Au moment des publications de résultats, les marchés réalisent que les baisses ne cours n’étaient pas pertinentes au vu de la bonne santé des entreprises et les cours rattrapent leur retard. De nombreuses études académiques montrent que l’atteinte de nouveaux plus hauts est à moyen terme une bonne nouvelle pour les rentabilités, contrairement à l’intuition.
Les chercheurs ont pu observer que les plus hauts sont des moments atypiques sur les marchés boursiers durant lesquels il y a un transfert assez massif de propriété des actions des particuliers (vendeurs) vers les institutionnels (acheteurs). Ce mouvement, en moyenne, est préjudiciable aux particuliers car, comme cela a été dit, les cours au-delà de quelques mois ont tendance à progresser après que des plus hauts ont été atteints.
Des records… en réalité banals
Certes, des plus hauts ont ensuite parfois laissé la place à des chutes violentes des marchés, comme en 2000 et 2007. Mais cela montre surtout qu'on se souvient de plus hauts particulièrement marquants, de pics qui n’ont pas été dépassés sur plusieurs années. Ce qui est assez rare en fait. Un investisseur présent sur les marchés depuis 1990 aura déjà connu 253 plus hauts historiques (en clôture) sur le CAC 40 et 669 sur le S&P 500! Les plus hauts historiques sont des événements somme toute assez banals. La plupart ont été rapidement dépassés et n’ont pas immédiatement dégénéré sur des krachs. En se souvenant de quelques exemples atypiques pour déduire à tort une règle générale, on succombe à un biais cognitif bien connu: l’heuristique de disponibilité.
Nombre de plus hauts historiques (à la clôture):

La règle à garder en mémoire, c’est qu’un plus haut historique est appelé à être dépassé. Comme vous le confirmeront des sherpas, derrière un sommet se cache souvent un sommet plus haut qu’on n’imagine pas lorsqu’on est en contrebas. Et entre les deux sommets, se trouve un col… Sur les marchés actions, les cours suivent une tendance positive qui épouse la croissance des bénéfices des entreprises (significativement supérieure à l’inflation).
L'aversion au regret
Celle-ci est très nette lorsque l’on regarde un graphe historique des résultats des entreprises, surtout quand on effectue un lissage sur 10 ans pour évacuer les trous d’air passagers dus aux récessions. Quelqu’un qui souhaite prendre ses bénéfices lorsqu’un plus haut est atteint focalise de facto sur la volatilité intrinsèque (élevée) des marchés actions et néglige la tendance à long terme.

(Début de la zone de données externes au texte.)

PR #834, opened 2023-04-06
Fix PluginDescriptorCache

oehme:
The second get-method wasn't actually overloaded, but had a different signature than the superclass. This resulted in the superclass cache being filled and never cleared, even when flush is called.


oehme:
I wonder why we're extending the default class at all? Are there direct references to the default class in Maven core?

gnodet:
> I wonder why we're extending the default class at all? Are there direct references to the default class in Maven core?

To avoid duplicating the whole class, including the `CacheKey` inner class ?

oehme:
Ah yes, that makes sense.

PR #866, opened 2023-07-03
Fix interpolation of environment variables in config properties (fixes #693)

### LINKED ISSUE #693: can't use system environment variable?
execute `mvnd clean` `mvnd -version`,tip me 'Could not get a real path from path $JAVA_HOME'
image

gnodet:


gnodet:
Supersedes #857

Issue #870, opened 2023-07-25
Maven 4 flavour does not use full terminal


mthmulders:
One of the many things I like in Maven 4 (alpha) is the longer line width. As an example, see the first few lines of any build:

```
Apache Maven 4.0.0-alpha-8-SNAPSHOT (36db1e35cac5e8c72bf0c795dd08756e50079e05)
Maven home: /opt/homebrew/Cellar/maven-snapshot/4.0.0-alpha-8-20230719.153755-14/libexec
Java version: 17.0.7, vendor: Eclipse Adoptium, runtime: /Library/Java/JavaVirtualMachines/temurin-17.jdk/Contents/Home
Default locale: en_NL, platform encoding: UTF-8
OS name: "mac os x", version: "13.4.1", arch: "aarch64", family: "mac"
[INFO] Scanning for projects...
[INFO] --------------------------------------------------------------------------------------------------------------------------
[INFO] Reactor Build Order:
[INFO]
```

The equivalent with mvnd however does not leverage the full terminal width:

```
Apache Maven Daemon (mvnd) 1.0-m7 darwin-aarch64 native client (b2ef5d81997adbcdb72dc8c5603722538fa641fe)
Terminal: org.jline.terminal.impl.PosixSysTerminal with pty org.jline.terminal.impl.jansi.osx.OsXNativePty
Apache Maven 4.0.0-alpha-7 (bf699a388cc04b8e4088226ba09a403b68de6b7b)
Maven home: /Users/maarten/Tools/maven-mvnd-1.0-m7-m40-darwin-aarch64/mvn                                                                                                                                          Java version: 17.0.7, vendor: Eclipse Adoptium, runtime: /Library/Java/JavaVirtualMachines/temurin-17.jdk/Contents/Home
Default locale: en_NL, platform encoding: UTF-8
OS name: "mac os x", version: "13.4.1", arch: "aarch64", family: "mac"
[INFO] Processing build on daemon 93e78205
[INFO] Scanning for projects...
[INFO] BuildTimeEventSpy is registered.
[INFO] ------------------------------------------------------------------------
[INFO] Reactor Build Order:
[INFO]
```

In both cases, I ran the `validate` phase and added `-V` to print the version of Maven (Daemon).

gnodet:
[...]

PR #889, opened 2023-10-14
Use full terminal width in CLI with Maven 4

KasNotten:
I am trying to solve the following issue: #870 

As far as I can determine this code (Also contains some test code which can be removed later) should work for using the full terminal width in maven-mvnd, comparing it with the code in the maven repository for using the full terminal width in maven 4. 

However, the terminal width is always -1.

Can anyone shed some light on as to why this is happening? Maybe @ppalaga or @gnodet ?


gnodet:
Your PR is wrong.  Jansi cannot be used as there's no terminal.  I'll try to investigate.

gnodet:
The terminal width is sent by the client.
A proposed fix is available at https://github.com/apache/maven-mvnd/pull/891

PR #1684, opened 2026-07-10
Fix Maven fail-mode option parsing for -fae

### LINKED ISSUE #1680: Bug: `-fae` flag causes incorrect path resolution in plugin goals
### Affected version

1.0.6

## Summary
When using `mvnd -fae` (intended as shorthand for `--fail-at-end`), the flag is incorrectly parsed as separate flags (`-f`, `-a`, `-e`), causing plugin goals to receive corrupted or incorrect working directory/base path values. This does not occur with Maven's `mvn -fae` or when using `mvnd --fail-at-end`.

## Expected Behavior
`mvnd -fae` should be equivalent to `mvnd --fail-at-end`, and plugins should execute with the correct base paths regardless of which form is used.

## Actual Behavior
When running `mvnd -fae`, plugins receive incorrect directory paths. For example, the `xml-maven-plugin:transform` goal fails with:

```
[ERROR] The directory /path/to/project/ae/docs, 
which is a base directory of a ValidationSet or TransformationSet, does not exist.
```

The spurious `ae/` directory component appears to come from the misinterpreted `-a` and `-e` flags.

## Steps to Reproduce
1. Use any Maven project with a plugin that operates on file paths (e.g., `xml-maven-plugin`)
2. Run: `mvnd -fae clean install`
3. Observe path corruption in plugin execution

## Workaround
Use the long form flag instead:
```bash
mvnd --fail-at-end clean install
```

## Environment
- mvnd: 1.0.6 darwin-aarch64
- Maven: 3.9.16
- Java: 25.0.3 (Temurin)
- OS: macOS 26.5.1, aarch64 (but also experienced on Linux CI runners)

## Additional Context
- `mvn -fae` works correctly with standard Maven
- `mvnd --fail-at-end` works correctly
- This suggests a flag-parsing regression specific to mvnd's handling of compound short flags

The issue is not immediately obvious to users switching from Maven to mvnd, making it a usability/documentation concern at minimum.

goutamadwant:
Fixes #1680

### Summary

This prevents mvnd's `MAVEN_FILE` option detection from treating Maven fail-mode short options (`-fae`, `-ff`, `-fn`) as `-f` with an attached value.

It keeps the existing supported `-f` and `--file` forms covered by tests, while allowing Maven's own parser to handle the fail-mode flags.

### Verification

- Reproduced the regression with a focused `EnvironmentTest` assertion before the fix.
- `./mvnw --batch-mode --no-transfer-progress -pl client -am -Dtest=EnvironmentTest -Dsurefire.failIfNoSpecifiedTests=false test`
- `./mvnw --batch-mode --no-transfer-progress -pl common,client -am test`
- `git diff --check`

### DIFF
--- a/client/src/test/java/org/mvndaemon/mvnd/client/EnvironmentTest.java
+++ b/client/src/test/java/org/mvndaemon/mvnd/client/EnvironmentTest.java
@@ -53,6 +53,26 @@ public class EnvironmentTest {
         assertEquals("", Environment.MAVEN_DEFINE.removeCommandLineOption(list("--define")));
     }
 
+    @Test
+    void mavenFileArguments() {
+        assertEquals("pom.xml", Environment.MAVEN_FILE.removeCommandLineOption(list("-f", "pom.xml")));
+        assertEquals("pom.xml", Environment.MAVEN_FILE.removeCommandLineOption(list("-fpom.xml")));
+        assertEquals("pom.xml", Environment.MAVEN_FILE.removeCommandLineOption(list("-f=pom.xml")));
+        assertEquals("pom.xml", Environment.MAVEN_FILE.removeCommandLineOption(list("--file", "pom.xml")));
+        assertEquals("pom.xml", Environment.MAVEN_FILE.removeCommandLineOption(list("--file=pom.xml")));
+    }
+
+    @Test
+    void mavenFailModeArgumentsAreNotMavenFileArguments() {
+        for (String failMode : Arrays.asList("-fae", "-ff", "-fn")) {
+            List<String> args = list(failMode, "verify");
+
+            Assertions.assertFalse(Environment.MAVEN_FILE.hasCommandLineOption(args));
+            Assertions.assertNull(Environment.MAVEN_FILE.removeCommandLineOption(args));
+            assertEquals(list(failMode, "verify"), args);
+        }
+    }
+
     private List<String> list(String... items) {
         return new ArrayList<>(Arrays.asList(items));
     }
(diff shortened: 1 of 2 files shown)


gnodet (approved):
Clean, well-tested fix for a real parsing bug where Maven fail-mode flags (`-fae`, `-ff`, `-fn`) were incorrectly consumed by `MAVEN_FILE`'s `-f` prefix matching.

The `MAVEN_FILE_SHORT_OPTION_CONFLICTS` set and `matchesCommandLineOption` helper are correctly scoped, and all three call sites in `hasCommandLineOption`/`getCommandLineOption` are consistently updated. The test covers both positive (`-f` forms) and negative (`-fae`, `-ff`, `-fn`) cases.

Verified via git blame that `-f` is the only short option in `Environment` that conflicts with other Maven CLI flags.

Note: No CI checks have run on this PR yet. CI verification is recommended before merge.

gnodet (approved):
Clean, well-tested fix that correctly prevents Maven fail-mode options (`-fae`, `-ff`, `-fn`) from being misinterpreted as the `-f`/`--file` option with an attached value.

The approach is pragmatic: a hardcoded conflict set (`MAVEN_FILE_SHORT_OPTION_CONFLICTS`) is appropriate since Maven's short option set is very stable. Good job including both positive tests (verifying `-f` variants still work) and negative tests (verifying `-fae`/`-ff`/`-fn` are excluded, and that the args list is left unmodified).

slachiewicz (approved):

Ce qui est très coûteux car l’investisseur souffre en général d’aversion au regret. Il éprouve des difficultés à racheter à des cours plus élevés que son cours de vente ou à acheter quand les cours ont déjà fortement rebondi par rapport à un point bas. A vendre lors des pics, on prend donc le risque de sortir du marché longtemps si les conditions psychologiques parfaites du retour ne sont pas réunies.